*Task description*:
Return each line below holding the string "system".

* * * * * * * * *

PR #204, opened 2020-03-09
Enable deleting custom roles

PanSpagetka:
For some reason, deleting roles is disabled. It shows the three dot action menu only for custom roles, but with disabled button. I am enabling it with this PR.

Is there any reason why it should stay disabled?
@karelhala @ryelo @shdunning @nicole-campbell12

Screenshot from 2020-03-09 13-50-13

When i delete role, UI blows up, but role is deleted. I will look into it further if we decide that this button should be enabled.

Also Add role and Confirm delete modals looks like in temporary version when compared to other parts of RBAC UI. Is there a plan to redesign it?  @mmenestr

Screenshot from 2020-03-09 13-56-11

cc @john-dupuy

### DIFF
--- a/src/smart-components/role/roles.js
+++ b/src/smart-components/role/roles.js
@@ -57,11 +57,7 @@ const Roles = () => {
       {
         title: 'Delete',
         onClick: (_event, _rowId, role) =>
-          push(`/roles/remove/${role.uuid}`),
-        props: {
-          isDisabled: true
-        },
-        isDisabled: true
+          push(`/roles/remove/${role.uuid}`)
       }
     ];
   };
--- a/src/smart-components/role/roles.js
+++ b/src/smart-components/role/roles.js
@@ -52,7 +52,7 @@ const Roles = () => {
   </Fragment>;
 
   const actionResolver = ({ system }) => {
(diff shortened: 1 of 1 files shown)


mmenestr:
@PanSpagetka The way it is now is correct (don't change it haha)!! Users can not delete a role from the system unless they've created it themselves. They can only delete a role if it's inside a group. 
So again, users should NOT be able to delete a "canned" role from the roles page.

mmenestr:
Also yes, I plan on redesigning these soon, thanks for pointing the modal out too! 
Since barely anyone will have the capability of creating or deleting a role, it was not prioritized for this initial RBAC launch, and it'll be addressed after the launch :)

nicole-campbell12:
@PanSpagetka any org admin should be able to delete a custom role; only pre-defined (aka canned) roles created by platform should be immutable.

PanSpagetka:
@nicole-campbell12 @mmenestr Thank you, that is what this PR should do.

I will look further into UI blow up after deleting role, marking this PR as WIP until it is fixed

PanSpagetka:
It should be working now :)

* * * * * * * * *

*Task output*:
   const actionResolver = ({ system }) => {
@PanSpagetka The way it is now is correct (don't change it haha)!! Users can not delete a role from the system unless they've created it themselves. They can only delete a role if it's inside a group. 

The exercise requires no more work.